What ingress can do is to classify, mangle, redirect or drop
packets. When queueing is required on ingress side, then ingress
must redirect packets to the ifb device, otherwise policing can be
used. Moreover, ingress can be used to have an early drop point of
unwanted packets before they hit upper layers of the networking
stack, perform network accounting with eBPF maps that could be
shared with egress, or have an early mangle and/or redirection
point to different networking devices.
Multiple eBPF actions and classifier can be placed into a single
object file within various sections.

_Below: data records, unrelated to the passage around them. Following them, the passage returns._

PR #25, opened 2021-01-22
Add initial fetching restrictions explainer design

domfarolino:
Latest version can be viewed at https://gist.github.com/domfarolino/8f9633db06089b9f4a55e46619a6b5ac

This PR describes the fetching restrictions that will be imposed on what I'm calling "speculative navigation requests". In this PR, this includes:
 - HTTP Cache Partitioning + two alternatives (below)
    - Alternative 1: Using some out-of-band ephemeral cache for requests
    - Alternative 2: Bypassing the HTTP cache altogether
 - Fetching with no credentials
 - Stripping referrer information

### DIFF
--- a/fetch.md
+++ b/fetch.md
@@ -50,7 +50,7 @@ need to utilize this cache key:
  - Subresources under top-level speculative resources
  - Nested browsing contexts and their subresources
 
-### Cache partitioning after activation
+### Cache Partitioning After Activation
 
 At the point of activation, the various speculative HTTP cache partitions may contain resources that are now
 safe to expose to the "typical" cache partitions that non-speculative pages use, since the user has clearly
@@ -67,7 +67,7 @@ that will work spec-wise.
 
 ### Alternatives Considered
 
-#### Using an out-of-band ephemeral cache
+#### Using an Out-of-Band Ephemeral Cache
 
 One alternative to using a speculative HTTP cache partition in the way described above is to use some
 new of out-of-band ephemeral cache to hold these resources, and potentially discard them after activation.
@@ -88,7 +88,7 @@ usage of this brand new cache, particularly because:
  1. Implementation-defined constraints around fetching speculative resources could lead to these resources
     non-deterministically not being fetched, making it difficult to test the cache
 
-##### Ephepermal cache usage activation
+##### Ephepermal Cache After Activation
 
 All requests originating from a [prerendering browsing context][4] after activation would stop targeting the
 ephemeral resource cache, and use their "typical" HTTP cache partition.
@@ -97,7 +97,7 @@ Like the main proposal, we could potentially provide an optional cache merging s
 in the ephemeral cache could be transferred to the HTTP cache for a more-permanent lifetime. This is not without
 its own difficulties and complexities as previously described.
 
-#### Not storing resources in the HTTP cache at all
+#### Bypassing the HTTP cache entirely
 
 Another approach to this problem would be to force-send all requests that were initiated even indirectly
 by a [prerendering browsing context][4] with the [cache mode][3] value of `"no-store"`. Fetching would behave
@@ -124,7 +124,7 @@ another kind of downgrade that we may want to consider, which is the scenario wh
 constraints, the UA opts not to create a [prerendering browsing context][4], but instead downgrade the whole prerender
 process to a simple prefetch. None of this is set in stone though.
 
-## Fetching with no credentials
+## Fetching With No Credentials
 
 Speculative navigation requests should in no way leak the user's identity to third-party origins. A consequence of
 this is that we must fetch all requests originating from a [prerendering browsing context][4] with no credentials.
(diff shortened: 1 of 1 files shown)


domfarolino:
PTAL! I think this is a good start on the fetching modes described in the OP. I do want to call out that I use the term "speculative navigation request" a good bit as opposed to "prerender", because I don't want to give the impression that I'm only talking about `<link rel=prerender>`, when I think much of this applies to portals and probably prefetch as well. I'm open to other suggestions though, as I'm not sure how general we're attempting to make some of the primitives in these explainers.

fetch.md
```diff
@@ -1,11 +1,204 @@
...
+
+Speculative navigation requests should in no way leak the user's identity to third-party origins. A consequence of
+this is that we must fetch all requests originating from a [prerendering browsing context][4] with no credentials.
+As with the HTTP cache partitioning restrictions, this must apply to all of the following:
+ - Top-level speculative resources
+ - Subresources under top-level speculative resources
+ - Nested browsing contexts and their subresources
+
+Concretely this can be done by overriding the [credentials mode][6] of all requests coming from a
+[prerendering browsing context][4] to the `"omit"` value.
```
jeremyroman, line 137: Given the separate network partition, what credentials are there likely to be to omit? Does this mean that multiple requests from the same prerendering browsing context (e.g. for subresources) cannot be correlated? Is that an explicit goal, or incidental?

I'd have expected it to be sufficient to start from an empty partition, so that the prefetching activity can't be correlated with any previous browsing activity.

fetch.md
```diff
@@ -1,11 +1,204 @@
...
+As mentioned, the list of sufficiently-strict referrer policies are the policies that are as or more
+strict compared to the platform [default][7] of `strict-origin-when-cross-origin`, which includes the
+following policies:
+ - `strict-origin-when-cross-origin`
+ - `same-origin`
+ - `strict-origin`
+ - `no-referrer`
+
+A speculative navigation request supplied with a referrer policy outside of this list will be silently
+cancelled.
```
jeremyroman, line 172: Or not issued in the first place? I'd have expected something like "ignored" rather than "cancelled", which to me suggests that we started it in some way. Disregard if this term is used for consistency with existing language.

jeremyroman (approved):
Makes sense to me, though I'm lacking in the details of fetch. :)

fetch.md
```diff
@@ -1,11 +1,204 @@
-# Prerendering fetching modes
+# Prerendering Fetching Modes
 
-Placeholder. TODO.
+## Related Issues and Discussion
```
domenic, line 3: Nit: heading casing is inconsistent. I prefer sentence-case and that's what some of the other documents in the repo do, but it doesn't really matter.

fetch.md
```diff
@@ -1,11 +1,204 @@
...
+process to a simple prefetch. None of this is set in stone though.
+
+## Fetching With No Credentials
+
+Speculative navigation requests should in no way leak the user's identity to third-party origins. A consequence of
+this is that we must fetch all requests originating from a [prerendering browsing context][4] with no credentials.
+As with the HTTP cache partitioning restrictions, this must apply to all of the following:
+ - Top-level speculative resources
+ - Subresources under top-level speculative resources
+ - Nested browsing contexts and their subresources
```
domenic, line 134: IIRC part of the plan is to delay loading nested browsing contexts until activation. I'm unsure whether we'll do that at the fetch level (i.e., just make the fetch hang) or as part of the spec for nested browsing contexts, hmm.

I don't think we need to even mention it here, but it's something for us to keep in mind...

domenic: Well, OK, upon further reflection, we probably want to do it as part of the spec for nested browsing contexts. Then the credentials just work, with no issues.

fetch.md
```diff
@@ -1,11 +1,204 @@
...
+
+> TODO: We can also consider dispatching a console warning or firing the element's error event in these
+cases to let developers know that the request was not able to be dispatched.
+
+Furthermore, since the activation of a speculative navigation request keys on the referrer policy, we
+guarantee that there is never a discrepancy between the referrer sent with the request, and the value
+of `document.referrer` on the prerender page that may eventually get activated and promoted to using
+first-party storage. For an example of this, see [this issue & comment][8].
+
+### Referrer Information After Activation
```
domenic, line 182: I don't think this is talking about after activation; it's talking about referrer information on subresource requests and nested browsing contexts. Right?

domenic (approved):
LGTM with nits

fetch.md
domfarolino: Yeah, I meant to represent the idea that the prerendering processing model will be aborted early, which really means that the request is ignored, not cancelled. I'll re-word this.

fetch.md
domfarolino: Thanks, I went with sentence-case.

fetch.md
domfarolino: I believe cookie jar / credential partitioning is different than network partitioning. This is my understanding from:
 - https://fetch.spec.whatwg.org/#ref-for-concept-request-current-url%E2%91%A1%E2%91%A3, as well as
 - What I've heard about some potential future efforts to work on cookie jar partitioning in the same way we do HTTP cache & connection partitioning, and the fact that this is a separate effort

So basically I think that credentials are not a benefactor of all of the partitioning work we're doing today with the network partition key, but I'd like to sanity check with @domenic to be sure.

fetch.md
domfarolino: OK, as per that and some offline discussion we'll leave this for now since it highlights the important constraint, and we'll figure out exactly how we achieve this constraint later through the spec design.

fetch.md
domfarolino: Hmm, yeah that's right. My intention was to say there is no referrer information change on any requests after activation, because there is no referrer information change on any requests period, after the initial top-level request. I didn't really capture that though, so I'll do that now.

fetch.md
domenic: I agree that they're separate efforts. However, we may also want to discuss a partitioned cookie jar approach? In particular if the main page does `Set-Cookie: ...`, maybe any same-origin `` requests should get that cookie.

domfarolino: Oh nevermind, I did include it in the form of a TODO in the credentials section. In that case, I think this is good to know since the task of elaborating on that alternate proposal is tracked there. I will work on further hashing that out asynchronously.

domfarolino:
I think everything has been addressed, so I'll go ahead and land this now. There are several TODOs in the document that have to do with further-explaining some alternate proposals which I will start working on next.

In that case, non-default
section names must be provided, which is the case for both actions
in this example:
tc filter add dev em1 parent 1: bpf obj bpf.o flowid 1:1 \
action bpf obj bpf.o sec action-mark
\
action bpf obj bpf.o sec action-rand
ok
The advantage of this is that the classifier and the two actions
can then share eBPF maps with each other, if implemented in the
programs.
In order to access eBPF maps from user space beyond tc(8) setup
lifetime, the ownership can be transferred to an eBPF agent via
Unix domain sockets. There are two possibilities for implementing
this:
1) implementation of an own eBPF agent that takes care of setting
up the Unix domain socket and implementing the protocol that tc(8)

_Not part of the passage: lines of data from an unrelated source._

PR #31, opened 2021-02-02
Fix return and assert in "create a prerendering browsing context"

domfarolino:
We no longer require this algorithm to return anything, so this PR updates the existing spec text to reflect this.

### DIFF
--- a/index.bs
+++ b/index.bs
@@ -252,9 +252,9 @@ Every {{Document}} has a <dfn for="Document">post-prerendering activation steps 
 <div algorithm="create a prerendering browsing context">
   To <dfn export>create a prerendering browsing context</dfn> given a [=URL=] |startingURL|, a [=referrer policy=] |referrerPolicy|, and a {{Document}} |referrerDoc|:
 
-  1. Assert: |startingURL|'s [=url/scheme=] is a [=HTTP(S) scheme=].
+  1. If |startingURL|'s [=url/scheme=] is not a [=HTTP(S) scheme=], then return.
 
-  1. If |referrerDoc|'s [=Document/prerendering browsing contexts map=][(|startingURL|, |referrerPolicy|)] [=map/exists=], then return it.
+  1. If |referrerDoc|'s [=Document/prerendering browsing contexts map=][(|startingURL|, |referrerPolicy|)] [=map/exists=], then return.
 
   1. Let |bc| be the result of [=creating a new top-level browsing context=].
 


domfarolino:
This PR formally handles the rejection of non-HTTP(s) schemes in the prerender processing model, given the `Assert` in [create a prerendering browsing context].

However in general, I see three places to handle this, so I'd like to use this PR as an opportunity to as a more general question. Where in the spec should we do these kind of checks? For URLs with non-HTTPs schemes specifically, I see three places:
 1. In the earliest point of the processing model, like this PR
 1. In [process a navigate fetch](https://html.spec.whatwg.org/multipage/browsing-the-web.html#process-a-navigate-fetch)
     1. So we can catch all redirects
 1. In [process a navigate response](https://html.spec.whatwg.org/multipage/browsing-the-web.html#process-a-navigate-response)

It certainly makes sense to do it up-front like this PR does, since we know that non-HTTP(s) schemes are invalid right off the bat, we might as well act on it. Whether or not we want to do it in (2) and/or (3) seems to depend on how we want to handle redirects. The spec currently only does it in (3) (as per [this section](https://jeremyroman.github.io/alternate-loading-modes/index.html#no-bad-navs)), which is a little odd because as per my reading of HTML, this means we support the following: An HTTP(s) prerender that redirects to `ftp://`, and then later redirects to an HTTP(s) scheme.

If my reading is correct, we probably don't want to support that even accidentally, so I feel like our [check in (3)](https://jeremyroman.github.io/alternate-loading-modes/index.html#no-bad-navs) should be moved to (2), so we can assert this on ever redirect encountered.

Regardless, I think we want logic in (2) anways to handle redirects properly in general. For example, we probably want to:
 - Check that absolutely _whenever_ a prerender is redirected cross-origin, we set its `loading mode` to `uncredentialed-prerender`
 - ... as well as if it has gone cross-origin and a redirect has set a referrer policy that is not sufficiently strict, we cancel the request immediately

Given this, if others agree, I propose we land this PR, and then I follow up by introducing prerender-specific logic in the navigation redirect handling portion of the spec to cater to the above things as well as others we see in the future. WDYT?

domenic (approved):
Content LGTM, now to respond to your discussion topic...

domenic:
I don't think non-HTTP(S) URLs can redirect? In particular server-side redirecting is done via _HTTP_ status codes, which are not present for FTP or `file:` or similar.

Client-side redirecting to bad URLs is intended to be prevented via the check in (3), where we never actually replace the current document if the place we've ended up at is non-HTTP(S).

So I think the current architecture is fine for the HTTP(S)-ness. Adding this PRs saves us the work of doing a fetch, which is good.

Assuming that, for other checks besides HTTP(S)-ness, we want to be strict on redirects in the manner you describe, then I agree we need some checks in (2). And so yeah, moving some or all the checks from (3) to (2) makes sense.

domfarolino:
Great, thanks for the reply! I'll go ahead and land this.

> I don't think non-HTTP(S) URLs can redirect? In particular server-side redirecting is done via HTTP status codes, which are not present for FTP or file: or similar.

That's a good point, I didn't really think of that.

dictates. A code example of this can be found inside the iproute2
source package under: examples/bpf/
2) use tc exec for transferring the eBPF map file descriptors
through a Unix domain socket, and spawning an application such as
sh(1) . This approach's advantage is that tc will place the file
descriptors into the environment and thus make them available just
like stdin, stdout, stderr file descriptors, meaning, in case user
applications run from within this fd-owner shell, they can
terminate and restart without losing eBPF maps file descriptors.
Example invocation with the previous classifier and action
mixture:
tc exec bpf imp /tmp/bpf
tc filter add dev em1 parent 1: bpf obj bpf.o exp /tmp/bpf
flowid 1:1 \
action bpf obj bpf.o sec action-mark
\
action bpf obj bpf.o sec action-rand
ok
Assuming that eBPF maps are shared with classifier and actions,
it's enough to export them once, for example, from within the
classifier or action command. tc will setup all eBPF map file
descriptors at the time when the object file is first parsed.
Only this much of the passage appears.